In his three cello concertos (in sonata da chiesa form), Scarlatti again favors minor keys—only the third is in bright C major. Scarlatti is as always attuned to the emotional aspect of music, and the minor-key sonatas are rife with seeming pathos and dramatic tension; the emotions are more wistful in the C Major Sonata. Cellist Mauro Valli and his accompanists (Tiziano Bagnati, lute, and Ottavio Dantone, harpsichord) have made some executive decisions that impact positively on the performances. The inclusion of the archlute in the continuo gives the slow movements an added poignancy, and Valli’s decision to use the lighter, brighter violoncello piccolo (“little cello”) in the C-Major Sonata contributes to the buoyant nature of the piece. The larger version of the cello, with its lower range, is rightly assigned to the darker minor-key sonatas.

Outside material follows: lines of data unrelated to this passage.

PR #798, opened 2021-11-18
Renaming qspawn_blocking.

fulmicoton:
`quickwit_spawn_blocking` was a good candidate too.
I am a tad afraid that the difference in semantic is
not really a detail.

Contrary to spawn_blocking, with this function,
if noone await the result, no work is done.

### DIFF
--- a/quickwit-search/src/thread_pool.rs
+++ b/quickwit-search/src/thread_pool.rs
@@ -36,9 +36,9 @@ fn search_thread_pool() -> &'static rayon::ThreadPool {
 #[derive(Debug, Clone, Copy, Eq, PartialEq)]
 pub struct Panicked;
 
-/// Function similar to tokio::spawn_blocking.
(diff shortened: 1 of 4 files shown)


quickwit-search/src/thread_pool.rs
```diff
@@ -36,9 +36,9 @@ fn search_thread_pool() -> &'static rayon::ThreadPool {
 #[derive(Debug, Clone, Copy, Eq, PartialEq)]
 pub struct Panicked;
 
-/// Function similar to tokio::spawn_blocking.
+/// Function similar to `tokio::spawn_blocking`.
 ///
-/// Here are some difference however.
+/// Here are two important difference however.
```
guilload, line 41:
```suggestion
/// Here are two important differences, however.
```

guilload (approved):

PR #800, opened 2021-11-18
Renaming records to docs

evanxg852000:
### Description
Closes https://github.com/quickwit-inc/quickwit/issues/534

### How was this PR tested?
unit test


quickwit-metastore/src/metastore/mod.rs
```diff
@@ -68,9 +68,9 @@ pub struct SplitMetadata {
     /// in the storage URI resolver: for instance, the Amazon S3 region.
     pub split_id: String,
 
-    /// Number of records (or documents) in the split.
+    /// Number of documents in the split.
     /// TODO make u64
-    pub num_records: usize,
+    pub num_docs: usize,
```
fulmicoton, line 73: That won't be backward compatible

fulmicoton:
This change requires to PR #804

quickwit-metastore/src/metastore/mod.rs
evanxg852000: Yes, and this is why I was mentioning migration script option [here](https://github.com/quickwit-inc/quickwit/issues/799#issuecomment-972601268). You have already been thinking of this so I will get those changes here to see.

guilload: `#[serde(alias = "num_records")]` to the rescue.

fulmicoton (approved):

PR #805, opened 2021-11-19
Test tokio console

fmassot:
See the instructions in contributing doc.

This is not mergeable as is as it relies on a local tokio console repository (see cargo.toml).

@PSeitz could you look at it? This is very rough and I did not dig into the console information, I'm sure that you're interested :)

### DIFF
--- a/quickwit-cli/Cargo.toml
+++ b/quickwit-cli/Cargo.toml
@@ -48,6 +48,8 @@ openssl-probe = { version = "0.1.4", optional = true }
 itertools = "0.10.1"
 colored = "2.0.0"
 futures = "0.3"
+console-subscriber = { path = "./../../console/console-subscriber/" }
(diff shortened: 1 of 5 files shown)


quickwit-cli/Cargo.toml
```diff
@@ -48,6 +48,8 @@ openssl-probe = { version = "0.1.4", optional = true }
 itertools = "0.10.1"
 colored = "2.0.0"
 futures = "0.3"
+console-subscriber = { path = "./../../console/console-subscriber/" }
```
guilload, line 51: This should be behind a feature flag.

fmassot: yes and the relative path is ugly too..

fulmicoton:
Fixed in #825

PR #810, opened 2021-11-22
Limit the overall amount of running leaf requests with

### LINKED ISSUE #422: Better behavior under load
Right now quickwit try to  address any query it receives right away.
If many queries come at the same time, all queries end up slower due simple queue theory and context switches.
Not only that, but because we rely a lot on loading data in RAM to run a query,  it can results in running out of memory.

We need to find a mechanism to deal with this issue.

A common solution is to have a request queue. Usually this is done on the application side but this is not very user friendly.

@r-zenine offered a solution based on limiting the number of leaf being executed at the same time.
https://github.com/quickwit-inc/quickwit/pull/416

fulmicoton:
Limit the overall amount of running leaf requests with
SPLIT_STREAM_CONCURRRENCY.

Closes #422


fmassot (commented):
So simple!

PR #813, opened 2021-11-24
Aarch64-musl build

evanxg852000:
### Description
Closes https://github.com/quickwit-inc/quickwit/issues/715

Builds https://github.com/quickwit-inc/quickwit/actions/runs/1516584781

### How was this PR tested?
Tested on AWS arm64 based ec2 instance


build/cross-images/x86_64-unknown-linux-musl.dockerfile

All these performances benefit from both informed scholarship and first-rate playing filled with sympathetic regard for the music at hand. The members of Accademia Bizantina really get inside these pieces to provide a compelling musical experience. Again, superb engineering—the Arts Music label seems to specialize in applying SACD recording technique to the benefit of soloists and small ensembles: the Accademia Bizantina fills the listening room with beguiling musical sounds. Heartily recommended!